Saved entries
####
PR #581, opened 2024-12-07
Handle password with empty string for certificate auth

timja:
image

### Testing done

Uploaded a cert generated inside Azure Key Vault

Tested with https://github.com/jenkinsci/azure-credentials-plugin/pull/274
and checked end 2 end and I can provision VMs with https://plugins.jenkins.io/azure-vm-agents using certificate auth

### Submitter checklist

### DIFF
--- a/src/main/java/com/cloudbees/plugins/credentials/impl/CertificateCredentialsImpl.java
+++ b/src/main/java/com/cloudbees/plugins/credentials/impl/CertificateCredentialsImpl.java
@@ -147,12 +147,10 @@ public class CertificateCredentialsImpl extends BaseStandardCredentials implemen
      * Helper to convert a {@link Secret} password into a {@code char[]}
      *
      * @param password the password.
-     * @return a {@code char[]} containing the password or {@code null}
+     * @return a {@code char[]} containing the password
      */
-    @CheckForNull
     private static char[] toCharArray(@NonNull Secret password) {
-        String plainText = Util.fixEmpty(password.getPlainText());
-        return plainText == null ? null : plainText.toCharArray();
+        return password.getPlainText().toCharArray();
     }
 
     /**
@@ -248,7 +246,7 @@ public class CertificateCredentialsImpl extends BaseStandardCredentials implemen
                 return FormValidation.error(Messages.CertificateCredentialsImpl_ShortPasswordFIPS());
             }
             if (pw.isEmpty()) {
-                return FormValidation.warning(Messages.CertificateCredentialsImpl_NoPassword());
+                return FormValidation.ok(Messages.CertificateCredentialsImpl_NoPassword());
             }
             if (pw.length() < 14) {
                 return FormValidation.warning(Messages.CertificateCredentialsImpl_ShortPassword());
@@ -624,9 +622,7 @@ public class CertificateCredentialsImpl extends BaseStandardCredentials implemen
                 } catch (KeyStoreException | CertificateException | NoSuchAlgorithmException | IOException e) {
                     return FormValidation.warning(e, Messages.CertificateCredentialsImpl_LoadKeystoreFailed());
                 } finally {
-                    if (passwordChars != null) {
-                        Arrays.fill(passwordChars, ' ');
-                    }
+                    Arrays.fill(passwordChars, ' ');
                 }
             }
 
@@ -739,6 +735,9 @@ public class CertificateCredentialsImpl extends BaseStandardCredentials implemen
                     List<PEMEncodable> pemEncodables = PEMEncodable.decodeAll(pemCerts, null);
                     long count = pemEncodables.stream().map(PEMEncodable::toCertificate).filter(Objects::nonNull).count();
                     if (count < 1) {
+                        if (Util.fixEmpty(value) == null) {
+                            return FormValidation.ok();
+                        }
                         return FormValidation.error(Messages.CertificateCredentialsImpl_PEMNoCertificates());
                     }
                     // ensure only certs are provided.
@@ -771,6 +770,9 @@ public class CertificateCredentialsImpl extends BaseStandardCredentials implemen
                     List<PEMEncodable> pemEncodables = PEMEncodable.decodeAll(key, toCharArray(Secret.fromString(password)));
                     long count = pemEncodables.stream().map(PEMEncodable::toPrivateKey).filter(Objects::nonNull).count();
                     if (count == 0) {
+                        if (Util.fixEmpty(value) == null) {
+                            return FormValidation.ok();
+                        }
                         return FormValidation.error(Messages.CertificateCredentialsImpl_PEMNoKeys());
                     }
                     if (count > 1) {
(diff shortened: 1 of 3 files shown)


src/main/java/com/cloudbees/plugins/credentials/impl/CertificateCredentialsImpl.java
```diff
@@ -147,12 +147,10 @@ public CertificateCredentialsImpl(@CheckForNull CredentialsScope scope,
...
      *
      * @param password the password.
-     * @return a {@code char[]} containing the password or {@code null}
+     * @return a {@code char[]} containing the password
      */
-    @CheckForNull
     private static char[] toCharArray(@NonNull Secret password) {
-        String plainText = Util.fixEmpty(password.getPlainText());
-        return plainText == null ? null : plainText.toCharArray();
+        return password.getPlainText().toCharArray();
```
timja, line 153: Empty string is used at least commonly in Azure if not elsewhere for PFX files.

Shouldn't modify what the user has passed here

src/main/java/com/cloudbees/plugins/credentials/impl/CertificateCredentialsImpl.java
```diff
@@ -248,7 +246,7 @@ public FormValidation doCheckPassword(@QueryParameter String value) {
                 return FormValidation.error(Messages.CertificateCredentialsImpl_ShortPasswordFIPS());
             }
             if (pw.isEmpty()) {
-                return FormValidation.warning(Messages.CertificateCredentialsImpl_NoPassword());
+                return FormValidation.ok(Messages.CertificateCredentialsImpl_NoPassword());
```
timja, line 249: 1. warnings/errors shouldn't be shown when you open a form
2. this is a valid usecase but its still worth making people aware so I left it as ok

src/main/java/com/cloudbees/plugins/credentials/impl/CertificateCredentialsImpl.java
```diff
@@ -624,9 +622,7 @@ protected static FormValidation validateCertificateKeystore(byte[] keystoreBytes
                 } catch (KeyStoreException | CertificateException | NoSuchAlgorithmException | IOException e) {
                     return FormValidation.warning(e, Messages.CertificateCredentialsImpl_LoadKeystoreFailed());
                 } finally {
-                    if (passwordChars != null) {
```
timja, line 627: no longer possible to be null here

src/main/java/com/cloudbees/plugins/credentials/impl/CertificateCredentialsImpl.java
```diff
@@ -739,6 +735,9 @@ public FormValidation doCheckCertChain(@QueryParameter String value) {
                     List<PEMEncodable> pemEncodables = PEMEncodable.decodeAll(pemCerts, null);
                     long count = pemEncodables.stream().map(PEMEncodable::toCertificate).filter(Objects::nonNull).count();
                     if (count < 1) {
+                        if (Util.fixEmpty(value) == null) {
```
timja, line 738: warnings/errors shouldn't be shown when you open a form

The form has a clear empty state so we don't need the same content as we did with the password for the pfx:

image

src/main/java/com/cloudbees/plugins/credentials/impl/CertificateCredentialsImpl.java
```diff
@@ -771,6 +770,9 @@ public FormValidation doCheckPrivateKey(@QueryParameter String value,
                     List<PEMEncodable> pemEncodables = PEMEncodable.decodeAll(key, toCharArray(Secret.fromString(password)));
                     long count = pemEncodables.stream().map(PEMEncodable::toPrivateKey).filter(Objects::nonNull).count();
                     if (count == 0) {
+                        if (Util.fixEmpty(value) == null) {
```
timja, line 773: warnings/errors shouldn't be shown when you open a form

The form has a clear empty state so we don't need the same content as we did with the password for the pfx:

image

src/main/resources/com/cloudbees/plugins/credentials/impl/Messages.properties
```diff
@@ -24,8 +24,8 @@
 UsernamePasswordCredentialsImpl.DisplayName=Username with password
 CertificateCredentialsImpl.DisplayName=Certificate
 CertificateCredentialsImpl.EmptyKeystore=Empty keystore
-CertificateCredentialsImpl.LoadKeyFailed=Could retrieve key "{0}"
-CertificateCredentialsImpl.LoadKeyFailedQueryEmptyPassword=Could retrieve key "{0}". You may need to provide a password
```
timja, line 28: these error messages made no sense before

src/main/java/com/cloudbees/plugins/credentials/impl/CertificateCredentialsImpl.java
```diff
@@ -147,12 +147,10 @@ public CertificateCredentialsImpl(@CheckForNull CredentialsScope scope,
      * Helper to convert a {@link Secret} password into a {@code char[]}
      *
      * @param password the password.
-     * @return a {@code char[]} containing the password or {@code null}
+     * @return a {@code char[]} containing the password
      */
-    @CheckForNull
```
jtnord, line 152: There is a difference between no password and an empty password.

It seems like Azure is using the empty password rather than no password (why I have no idea).

https://stackoverflow.com/a/53523999 appears to confirm this.

jtnord (commented):
I think this fixes the issue on azure, but breaks for others where there is no password at all (rather than an empty password)

src/main/java/com/cloudbees/plugins/credentials/impl/CertificateCredentialsImpl.java
timja: Not sure looks like other systems try both empty string and null

jtnord:
Thanks for the investigation and fix

src/main/java/com/cloudbees/plugins/credentials/impl/CertificateCredentialsImpl.java
jtnord: I would agree if Jenkins did not allow you to hit "Save" or Apply when the form was in an invalid state or otherwise called out mandatory parameters from optional ones, but it does neither.

Hitting save leads to an angry Jenkins which is IMO a worse UX that the error.  

```
2024-12-10 11:23:30.372+0000 [id=41]    WARNING h.i.i.InstallUncaughtExceptionHandler#handleException: Caught unhandled exception with ID a655cb61-a72d-4d07-a85b-97a161a42acd
java.io.IOException: expected one key but got 0
        at PluginClassLoader for credentials//com.cloudbees.plugins.credentials.impl.CertificateCredentialsImpl$PEMEntryKeyStoreSource.toKeyStore(CertificateCredentialsImpl.java:703)
        at PluginClassLoader for credentials//com.cloudbees.plugins.credentials.impl.CertificateCredentialsImpl$PEMEntryKeyStoreSource.toKeyStore(CertificateCredentialsImpl.java:691)
        at PluginClassLoader for credentials//com.cloudbees.plugins.credentials.impl.CertificateCredentialsImpl.<init>(CertificateCredentialsImpl.java:140)
Caused: java.lang.IllegalArgumentException: KeyStore is not valid.
```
####
* _YOUR TASK_:
Copy each line in the entries above where "Arrays" turns up.

* _TASK SOLUTION_:
-                        Arrays.fill(passwordChars, ' ');
+                    Arrays.fill(passwordChars, ' ');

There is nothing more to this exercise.